Weiß nicht, wie das beim GBA ist, aber beim SNES haben die Hersteller in die Module später auch noch andere Hardware verbaut. Angefangen mit batteriegepuffertem RAM bis zu 3D-Prozessoren (SuperFX). Muß man dann auch irgendwie nachbilden.

Dazu kommt noch, daß es üblicherweise keine offiziellen Unterlagen gibt, die die exakte Funktionsweise der Hardware beschreiben - insbesondere Nintendo gibt sowas keinesfalls raus. Und die verbauten Chips sind oft Spezialanfertigungen, die in dieser Form nicht auf dem freien Markt erhältlich sind - also bekommt man auch vom Hersteller keine Dokumentation.

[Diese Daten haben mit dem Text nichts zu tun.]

PR #468, opened 2024-07-06
Added 3.20 Baseline Target Platform

azoitl:


ptziegler:
The version bumps are due to the new Tycho version, I assume? I vaguely remember Tycho switching to a newer version of the Eclipse compiler every now and then, which may result in different byte code, given the same source file.

azoitl:
> The version bumps are due to the new Tycho version, I assume? I vaguely remember Tycho switching to a newer version of the Eclipse compiler every now and then, which may result in different byte code, given the same source file.

I'm not sure. What I did is that in the main pom I changed the base-line version to check against to GEF Classic 3.20. And then the check we have demanded that at least the minor version is upgraded.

Frag nicht, was es für ein Spaß ist, die exakte Funktionsweise einer GPU o.ä. per reverse engineering herauszubekommen. 
Überhaupt würde ich behaupten, daß Emulatorentwicklung - speziell bei Spielekonsolen und Heimcomputern zumindest am Anfang zu 80% reverse engineering ist.


----------



## thomas.g (21. Jun 2005)

naja, möglich is es mit Java.
Guckst du hier: http://java-emu.emuunlim.com/projects.html

Doch leider habe ich keinen blasen schimmer davon, wie die das gemacht haben .... :cry:


----------



## 0xdeadbeef (21. Jun 2005)

Ich habe nicht behauptet, daß es unmöglich ist. Es gibt einen Haufen Emulatoren, die in Java geschrieben sind. Allerdings sind das meist Portierungen von Emus in C.
Ich wollte nur verdeutlichen, daß das nichts ist, was man sich in eins, zwei Wochen aus dem Ärmel leiert.


----------